WHAT YOU SHOULD DO: Each entry, in full: reproduce it exactly.

====== STUDY MATERIAL

PR #274, opened 2020-05-29
Fixed example code on FormContext Performance

keiya01:
I fixed example code on FormContext Performance of Advanced Usage.

I think `useMemo()` should be used to memorize expensive  value but not a component. 
Therefore I fixed to use `memo()`.

codesandbox: https://codesandbox.io/s/react-hook-form-useform-template-gtx2c?file=/src/index.js

### DIFF
--- a/src/components/codeExamples/formContextPerformance.ts
+++ b/src/components/codeExamples/formContextPerformance.ts
@@ -1,5 +1,23 @@
-export default `import React from "react";
+export default `import React, { memo } from "react";
 import { useForm, FormContext, useFormContext } from "react-hook-form";
+
+// we can use React.memo to prevent re-render except dirty state changed
+const NestedInput = memo(
+  ({ register, formState: { dirty } }) => (
+    <div>
+      <input name="test" ref={register} />
+      {dirty && <p>This field is dirty</p>}
+    </div>
+  ),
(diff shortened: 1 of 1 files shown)


bluebill1049:
agree. your solution looks better.

src/components/codeExamples/formContextPerformance.ts
```diff
@@ -1,37 +1,36 @@
...
   const methods = useForm();
   const onSubmit = data => console.log(data);
 
   return (
     <FormContext {...methods}>
-      // pass all methods into the context
+      {/* pass all methods into the context */}
       <form onSubmit={methods.handleSubmit(onSubmit)}>
-        <NestedInput />
+        <NestedInputContainer />
```
bluebill1049, line 30: make sure you pass down the props :)

keiya01: Do you mean pass `method` variable to NestedInputContainer ?

bluebill1049: wait my bad, let me read the code again.

bluebill1049: never mind, what you got is correct. thanks!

============

REPLY:
PR #274, opened 2020-05-29
Fixed example code on FormContext Performance

keiya01:
I fixed example code on FormContext Performance of Advanced Usage.

I think `useMemo()` should be used to memorize expensive  value but not a component. 
Therefore I fixed to use `memo()`.

codesandbox: https://codesandbox.io/s/react-hook-form-useform-template-gtx2c?file=/src/index.js

### DIFF
--- a/src/components/codeExamples/formContextPerformance.ts
+++ b/src/components/codeExamples/formContextPerformance.ts
@@ -1,5 +1,23 @@
-export default `import React from "react";
+export default `import React, { memo } from "react";
 import { useForm, FormContext, useFormContext } from "react-hook-form";
+
+// we can use React.memo to prevent re-render except dirty state changed
+const NestedInput = memo(
+  ({ register, formState: { dirty } }) => (
+    <div>
+      <input name="test" ref={register} />
+      {dirty && <p>This field is dirty</p>}
+    </div>
+  ),
(diff shortened: 1 of 1 files shown)


bluebill1049:
agree. your solution looks better.

src/components/codeExamples/formContextPerformance.ts
```diff
@@ -1,37 +1,36 @@
...
   const methods = useForm();
   const onSubmit = data => console.log(data);
 
   return (
     <FormContext {...methods}>
-      // pass all methods into the context
+      {/* pass all methods into the context */}
       <form onSubmit={methods.handleSubmit(onSubmit)}>
-        <NestedInput />
+        <NestedInputContainer />
```
bluebill1049, line 30: make sure you pass down the props :)

keiya01: Do you mean pass `method` variable to NestedInputContainer ?

bluebill1049: wait my bad, let me read the code again.

bluebill1049: never mind, what you got is correct. thanks!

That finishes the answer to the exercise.